Dataset extract:
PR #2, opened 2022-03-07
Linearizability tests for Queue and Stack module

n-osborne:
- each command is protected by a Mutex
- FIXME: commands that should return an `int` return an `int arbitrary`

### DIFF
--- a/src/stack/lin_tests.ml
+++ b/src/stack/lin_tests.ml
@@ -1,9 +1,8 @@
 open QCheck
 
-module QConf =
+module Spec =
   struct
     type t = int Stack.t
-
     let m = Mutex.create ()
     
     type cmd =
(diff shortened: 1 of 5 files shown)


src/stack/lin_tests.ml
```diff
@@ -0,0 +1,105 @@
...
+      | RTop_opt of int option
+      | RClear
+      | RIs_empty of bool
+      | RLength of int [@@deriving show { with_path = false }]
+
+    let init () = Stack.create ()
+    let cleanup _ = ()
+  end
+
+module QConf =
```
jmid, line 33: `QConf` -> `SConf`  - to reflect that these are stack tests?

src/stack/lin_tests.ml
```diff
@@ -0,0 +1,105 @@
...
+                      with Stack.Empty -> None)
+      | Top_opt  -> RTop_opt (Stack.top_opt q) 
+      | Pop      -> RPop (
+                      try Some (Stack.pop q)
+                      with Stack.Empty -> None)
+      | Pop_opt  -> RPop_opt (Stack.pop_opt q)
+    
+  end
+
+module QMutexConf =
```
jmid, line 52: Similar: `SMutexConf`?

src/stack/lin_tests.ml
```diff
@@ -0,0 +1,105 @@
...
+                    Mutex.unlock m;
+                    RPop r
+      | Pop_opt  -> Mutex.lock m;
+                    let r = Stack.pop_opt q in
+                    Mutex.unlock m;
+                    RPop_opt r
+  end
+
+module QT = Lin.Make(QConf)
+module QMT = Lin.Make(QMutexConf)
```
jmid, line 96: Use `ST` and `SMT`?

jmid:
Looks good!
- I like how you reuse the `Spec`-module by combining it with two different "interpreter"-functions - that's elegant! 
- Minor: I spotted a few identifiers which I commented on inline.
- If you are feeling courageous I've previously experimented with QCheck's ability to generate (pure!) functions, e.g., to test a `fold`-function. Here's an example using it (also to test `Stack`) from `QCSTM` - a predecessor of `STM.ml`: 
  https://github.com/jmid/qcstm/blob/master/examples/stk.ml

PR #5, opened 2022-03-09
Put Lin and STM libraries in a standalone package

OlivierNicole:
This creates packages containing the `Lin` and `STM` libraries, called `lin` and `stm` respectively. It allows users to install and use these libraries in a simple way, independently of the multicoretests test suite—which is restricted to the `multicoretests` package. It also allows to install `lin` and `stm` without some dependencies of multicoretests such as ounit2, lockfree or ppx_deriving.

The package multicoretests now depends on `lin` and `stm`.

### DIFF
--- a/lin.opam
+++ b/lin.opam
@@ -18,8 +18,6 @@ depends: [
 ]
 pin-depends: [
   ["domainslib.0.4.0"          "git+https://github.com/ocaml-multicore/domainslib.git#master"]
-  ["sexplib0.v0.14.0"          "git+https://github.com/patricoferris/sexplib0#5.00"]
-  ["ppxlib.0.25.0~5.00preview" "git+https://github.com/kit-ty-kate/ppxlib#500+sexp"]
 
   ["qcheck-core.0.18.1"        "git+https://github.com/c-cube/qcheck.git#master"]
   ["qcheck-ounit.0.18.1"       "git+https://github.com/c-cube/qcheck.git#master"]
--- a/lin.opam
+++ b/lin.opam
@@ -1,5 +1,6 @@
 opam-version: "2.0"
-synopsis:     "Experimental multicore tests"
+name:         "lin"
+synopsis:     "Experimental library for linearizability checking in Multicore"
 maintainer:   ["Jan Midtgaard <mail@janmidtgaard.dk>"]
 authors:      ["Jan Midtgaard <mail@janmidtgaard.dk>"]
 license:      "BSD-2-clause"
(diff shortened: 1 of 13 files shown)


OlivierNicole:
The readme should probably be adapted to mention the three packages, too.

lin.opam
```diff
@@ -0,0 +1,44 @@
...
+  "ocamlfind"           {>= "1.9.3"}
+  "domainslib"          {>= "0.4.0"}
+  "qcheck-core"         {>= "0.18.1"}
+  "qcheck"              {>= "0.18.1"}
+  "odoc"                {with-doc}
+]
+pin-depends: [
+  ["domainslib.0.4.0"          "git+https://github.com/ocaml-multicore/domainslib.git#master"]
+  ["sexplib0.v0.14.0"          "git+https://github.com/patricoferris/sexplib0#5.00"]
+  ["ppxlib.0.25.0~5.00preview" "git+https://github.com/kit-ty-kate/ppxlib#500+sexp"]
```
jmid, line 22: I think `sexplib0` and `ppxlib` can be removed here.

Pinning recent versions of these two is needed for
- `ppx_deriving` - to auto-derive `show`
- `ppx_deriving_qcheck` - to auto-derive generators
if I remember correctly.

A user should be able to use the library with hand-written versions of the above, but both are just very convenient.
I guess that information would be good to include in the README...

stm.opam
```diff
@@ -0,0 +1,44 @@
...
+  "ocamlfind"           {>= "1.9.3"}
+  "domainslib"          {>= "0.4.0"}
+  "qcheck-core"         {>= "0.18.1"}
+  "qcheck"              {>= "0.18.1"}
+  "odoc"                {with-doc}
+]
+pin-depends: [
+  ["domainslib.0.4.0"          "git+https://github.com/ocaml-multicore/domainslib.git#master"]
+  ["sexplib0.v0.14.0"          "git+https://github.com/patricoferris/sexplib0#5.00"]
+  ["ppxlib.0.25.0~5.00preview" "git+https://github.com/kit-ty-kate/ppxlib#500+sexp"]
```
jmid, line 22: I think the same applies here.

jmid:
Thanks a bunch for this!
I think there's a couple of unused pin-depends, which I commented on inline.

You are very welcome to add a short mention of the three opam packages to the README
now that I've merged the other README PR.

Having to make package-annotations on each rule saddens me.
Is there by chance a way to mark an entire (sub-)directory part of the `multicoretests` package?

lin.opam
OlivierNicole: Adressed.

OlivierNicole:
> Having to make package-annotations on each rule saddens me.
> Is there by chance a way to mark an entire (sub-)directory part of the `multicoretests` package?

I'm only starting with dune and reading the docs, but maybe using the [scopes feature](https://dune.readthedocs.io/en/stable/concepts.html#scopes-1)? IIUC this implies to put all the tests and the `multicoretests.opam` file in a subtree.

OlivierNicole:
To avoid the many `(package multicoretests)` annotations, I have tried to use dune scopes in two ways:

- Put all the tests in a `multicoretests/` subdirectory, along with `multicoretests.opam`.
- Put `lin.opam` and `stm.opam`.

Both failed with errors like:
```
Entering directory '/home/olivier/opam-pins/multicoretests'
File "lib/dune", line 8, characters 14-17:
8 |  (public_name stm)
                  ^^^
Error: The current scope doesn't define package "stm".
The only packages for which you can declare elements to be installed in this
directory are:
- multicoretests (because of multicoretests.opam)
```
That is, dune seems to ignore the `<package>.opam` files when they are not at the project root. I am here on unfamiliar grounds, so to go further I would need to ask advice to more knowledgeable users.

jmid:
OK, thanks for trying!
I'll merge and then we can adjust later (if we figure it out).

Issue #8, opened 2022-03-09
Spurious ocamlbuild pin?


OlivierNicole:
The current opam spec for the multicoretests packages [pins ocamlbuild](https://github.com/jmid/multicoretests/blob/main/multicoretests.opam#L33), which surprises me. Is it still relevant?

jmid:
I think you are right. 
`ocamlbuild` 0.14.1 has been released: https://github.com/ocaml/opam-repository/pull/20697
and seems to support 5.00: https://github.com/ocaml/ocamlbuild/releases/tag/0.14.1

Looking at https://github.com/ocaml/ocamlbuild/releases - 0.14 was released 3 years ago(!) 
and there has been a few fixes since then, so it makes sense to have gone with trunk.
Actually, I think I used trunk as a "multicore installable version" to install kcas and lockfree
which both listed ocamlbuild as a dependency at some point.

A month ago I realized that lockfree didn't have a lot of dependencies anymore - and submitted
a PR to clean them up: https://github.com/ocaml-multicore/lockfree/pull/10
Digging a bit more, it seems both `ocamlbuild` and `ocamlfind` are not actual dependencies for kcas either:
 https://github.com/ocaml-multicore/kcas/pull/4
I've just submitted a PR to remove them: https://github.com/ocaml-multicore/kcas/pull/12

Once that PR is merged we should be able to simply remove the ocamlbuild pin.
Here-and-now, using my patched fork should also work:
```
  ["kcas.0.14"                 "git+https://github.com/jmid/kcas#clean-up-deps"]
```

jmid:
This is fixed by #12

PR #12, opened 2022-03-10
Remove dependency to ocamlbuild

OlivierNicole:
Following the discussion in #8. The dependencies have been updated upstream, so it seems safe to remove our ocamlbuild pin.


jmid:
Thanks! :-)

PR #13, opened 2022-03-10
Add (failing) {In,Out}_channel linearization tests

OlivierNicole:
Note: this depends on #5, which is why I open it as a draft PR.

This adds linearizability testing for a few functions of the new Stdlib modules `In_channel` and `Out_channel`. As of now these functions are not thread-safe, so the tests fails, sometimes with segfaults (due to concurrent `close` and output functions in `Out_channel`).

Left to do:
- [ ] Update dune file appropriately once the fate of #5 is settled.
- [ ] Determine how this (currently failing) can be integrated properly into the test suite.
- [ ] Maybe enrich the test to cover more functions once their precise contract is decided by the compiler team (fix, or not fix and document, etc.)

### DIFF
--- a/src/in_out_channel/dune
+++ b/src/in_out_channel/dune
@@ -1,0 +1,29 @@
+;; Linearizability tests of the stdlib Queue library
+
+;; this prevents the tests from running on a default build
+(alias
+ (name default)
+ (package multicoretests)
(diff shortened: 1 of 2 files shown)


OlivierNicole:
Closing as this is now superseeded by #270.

Your objective: Copy out all lines of the listing where the word "cube" appears.

Exercise answer:
   ["qcheck-core.0.18.1"        "git+https://github.com/c-cube/qcheck.git#master"]
   ["qcheck-ounit.0.18.1"       "git+https://github.com/c-cube/qcheck.git#master"]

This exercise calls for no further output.